Samedi 18 octobre 2008

Pour la motion B, le Pôle écologique, ont répondu aux questions des internautes :


- Géraud Guibert (responsable national à l’écologie)

- Marie-Sophie du Montant (mandataire de la motion à Paris)

- Bruno Rebelle (ancien conseiller développement durable de Ségolène Royal)

- Maurice Ronai (délégué national NTIC)


benoit93 : Qu’est-ce qui vous a poussé à créer le pôle écologique en marge du PS ? Le parti n’est-il pas assez mobilisé, selon vous, sur les questions relatives à l’écologie ?

Géraud Guibert : Le pôle écologique du PS n’est pas en marge, mais il est composé de militants, élus et responsables de toute région, génération et sensibilité d’origine du Parti. Il s’est créé il y a quelques mois en constatant que le Parti ne prenait pas du tout assez en charge ces sujets, et qu’il avait trop souvent, sur des points de débats comme la politique énergétique, les OGM, le nucléaire, des positions floues et contradictoires. Notre volonté est de faire en sorte que l’orientation politique qui sorte de ce congrès soit de faire face de façon prioritaire à la double urgence sociale et écologique.

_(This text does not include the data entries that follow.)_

PR #5758, opened 2017-03-05
Report per-phase JVM statistics (e.g cpu time, user time, allocated bytes)

mkeskells:
add some profiling support to scalac

This adds  a few -Yprofile... options that assist in profiling scalac

This has proved useful so far in https://github.com/rorygraves/scalac_perf for identification of opportunities for optimisation

The output can be generated to a console, or a CSV.
This could enable the generation of CI tasks that error if some indicator goes out of bounds, but that is outside the scope of this PR.

console output is in the form 
```
Profiler compile 1 after phase  4:               typer wallClockTime:   13088.2065ms, cpuTime   12609.3750ms, userTime   12500.0000ms, allocatedBytes     651.6394MB, retainedHeapBytes     681.0260MB, gcTime      0ms
Profiler compile 1 after phase  5:              patmat wallClockTime:    2128.9528ms, cpuTime    2062.5000ms, userTime    2062.5000ms, allocatedBytes     132.4393MB, retainedHeapBytes     153.0780MB, gcTime      0ms
Profiler compile 1 after phase  6:      superaccessors wallClockTime:     349.0044ms, cpuTime     328.1250ms, userTime     328.1250ms, allocatedBytes      27.4235MB, retainedHeapBytes      43.8591MB, gcTime      0ms
Profiler compile 1 after phase  7:          extmethods wallClockTime:     130.9848ms, cpuTime      93.7500ms, userTime      93.7500ms, allocatedBytes       5.7003MB, retainedHeapBytes       0.0000MB, gcTime      0ms
Profiler compile 1 after phase  8:             pickler wallClockTime:     371.8387ms, cpuTime     375.0000ms, userTime     375.0000ms, allocatedBytes      23.6769MB, retainedHeapBytes      21.9295MB, gcTime      0ms
Profiler compile 1 after phase  9:            xsbt-api wallClockTime:    2040.5242ms, cpuTime    2031.2500ms, userTime    2031.2500ms, allocatedBytes     314.7573MB, retainedHeapBytes     307.0130MB, gcTime      0ms
Profiler compile 1 after phase 10:     xsbt-dependency wallClockTime:    1410.9184ms, cpuTime    1406.2500ms, userTime    1078.1250ms, allocatedBytes     436.6854MB, retainedHeapBytes     438.5903MB, gcTime      0ms
```

PR #5760, opened 2017-03-07
Add more diagnostics for compiler performance analysis

retronym:
- `-Yprofile` will output the difference between snapshots of GC and CPU
    snapshot data, sourced from platform MBeans
  - This output can be sent to a file with `-Yprofile-destination <filename>`
    By default, output is to console
  - Use `-Yprofile-external-tool` will generate a call to the static method
    `before` and `after` around each of the the given phases. This can be
    used to communicate with an external profiler, such as YourKit, to generate a
    profile for a subset of the compiler.
  - `-Yprofile-run-gc` runs the GC after each phase to help more accurately
     attribute retained heap to a given phase.

### DIFF
--- a/src/compiler/scala/tools/nsc/profile/Profiler.scala
+++ b/src/compiler/scala/tools/nsc/profile/Profiler.scala
@@ -1,0 +1,153 @@
+package scala.tools.nsc.profile
+
+import java.io.{FileWriter, PrintWriter}
+import java.lang.management.ManagementFactory
+import java.util.concurrent.atomic.AtomicInteger
+
+import scala.tools.nsc.{Phase, Settings}
+
+object Profiler {
+  def apply(settings: Settings): Profiler =
+    if (!settings.YprofileEnabled) NoOpProfiler
+    else {
+      val reporter = if (settings.YprofileDestination.isSetByUser)
+        new StreamProfileReporter(new PrintWriter(new FileWriter(settings.YprofileDestination.value, true)))
+      else ConsoleProfileReporter
+      new RealProfiler(reporter, settings)
+    }
+}
+
+
+case class ProfileCounters(wallClockTimeNanos: Long, cpuTimeNanos: Long, userTimeNanos: Long, allocatedBytes: Long,
+                           retainedHeapBytes: Long, gcTimeMillis: Long) {
+  def -(that: ProfileCounters): ProfileCounters = {
+    ProfileCounters(
+      this.wallClockTimeNanos - that.wallClockTimeNanos,
+      this.cpuTimeNanos - that.cpuTimeNanos,
+      this.userTimeNanos - that.userTimeNanos,
+      this.allocatedBytes - that.allocatedBytes,
+      this.retainedHeapBytes - that.retainedHeapBytes,
+      this.gcTimeMillis - that.gcTimeMillis)
+  }
+  def updateHeap(heapDetails: ProfileCounters): ProfileCounters = {
+    copy(retainedHeapBytes = heapDetails.retainedHeapBytes)
+  }
+  private def toMillis(ns: Long) = ns / 1000000.0D
+  private def toMegaBytes(bytes: Long) = bytes / 1000000.0D
+
+  def wallClockTimeMillis: Double = toMillis(wallClockTimeNanos)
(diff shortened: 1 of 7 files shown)


retronym:
Rebase of #5758

src/compiler/scala/tools/nsc/settings/ScalaSettings.scala
```diff
@@ -338,6 +338,16 @@ trait ScalaSettings extends AbsScalaSettings
 
   def YstatisticsEnabled = Ystatistics.value.nonEmpty
 
+  val YprofileEnabled = BooleanSetting("-Yprofile-enabled", "Enable profiling.")
+  val YprofileDestination = StringSetting("-Yprofile-destination", "file", "where to send profiling output - specify a file, default is to the console.", "").
+    withPostSetHook( _ => YprofileEnabled.value = true )
+  val YprofileExternalTool = PhasesSetting("-Yprofile-external-tool", "Enable profiling for a phase using an external tool hook. Generally only useful for a single phase", "typer").
+    withPostSetHook( _ => YprofileEnabled.value = true )
+  val YprofileRunGcBetweenPhases = PhasesSetting("-Yprofile-run-gc", "Run a GC between phases - this allows heap size to be accurate at the expense of more time. Specify a list of phases, or *", "_").
```
lrytz, line 346: both `_` and `*` are not valid, should use `all` instead

src/compiler/scala/tools/nsc/profile/Profiler.scala
```diff
@@ -0,0 +1,153 @@
...
+      threadMx.getThreadAllocatedBytes(Thread.currentThread().getId), memoryMx.getHeapMemoryUsage.getUsed,
+      gcMx.foldLeft(0L) { case (sum, bean) => bean.getCollectionTime + sum })
+  }
+  private val overhead = {
+    val s1 = snap
+    val s2 = snap
+    s2 - s1
+  }
+  private def doGC(): Unit = {
+    System.gc()
```
lrytz, line 91: Javadoc says: "When control returns from the method call, the Java Virtual Machine has made a best effort to reclaim space from all discarded objects", I guess that's still true for concurrent GC? Anyway, we just have to be aware that `System.gc` is probably not the most reliable tool.

lrytz (commented):
I started reviewing this today and got sucked into getting per-phase profiling with JFR. This is my WIP branch: https://github.com/lrytz/scala/commit/9d16bb313cac9aef4db36368a9abb3994b2d6479
  - Run the compiler with `-Yprofile-enabled -J-XX:+UnlockCommercialFeatures`
  - In JMC, for the compiler process, open the "MBean Server" console and go to the "Triggers" tab
  - Import the config https://gist.github.com/lrytz/aa0e72e00a3f1fadee92d62f9708dfbf, adjust hard coded paths
  - enable the triggers, recording starts and stops automatically during `typer`

I haven't figured out how to do that from the command line, unfortunately..

SethTisue:
tentatively retargeted for 2.12.3, change it back if that's wrong

src/compiler/scala/tools/nsc/profile/Profiler.scala
mkeskells: the GC before/after was intended to provide some indication of the ratio of allocation vs retained sizes. Generally the information that this tool provide is indicative, and not 100 % reproducible, but with sufficient iteration and post processing of the data can provide a high confidence that a particular PR affected a certain metric

mkeskells: for the record - it also has inaccuracies related to finalization and object graphs that require multiple GC/finalization cycles to reclaim, and also with soft references

mkeskells:
Hi @retronym we have updated the base profiler to support capturing of stats from background threads (needed for https://github.com/scala/scala/pull/5815), like thread CPU time and allocations

This also includes better output control and formatting in https://github.com/rorygraves/scalac_perf/tree/2.12.x_profile2

is it best to take these additonal commits to a new PR or adjust the base of this one?

retronym:
I merged the original PR instead. I'll salvage any useful changes in this PR in a new one.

Elo : En quoi cette motion est un ensemble cohérent? Dans une vidéo qui est sur le site du PS, vous prenez un malin plaisir à annoncer que vous ne voterez finalement pas pour le même premier secrétaire, après le congrès….

Géraud Guibert : Pour nous, conformément aux statuts du Parti, le vote pour une motion est un choix d’orientation politique. Comme tu le sais, il y a un deuxième vote le 20 novembre pour élire le Premier secrétaire. Nous regrettons que les débats sur le fond soient obérés par les choix de personnes, qui sont en vérité la seule chose qui distingue trois des six motions. Nous pensons en revanche que l’orientation que nous portons, la lutte contre l’urgence sociale et écologique est nouvelle pour le Parti et mérite d’être défendue en tant que telle.


Nicolas : Allez-vous être les Nicolas Hulot du congrès, faisant pression sur les “grands candidats”, avant de vous retirer de la course au dernier moment ?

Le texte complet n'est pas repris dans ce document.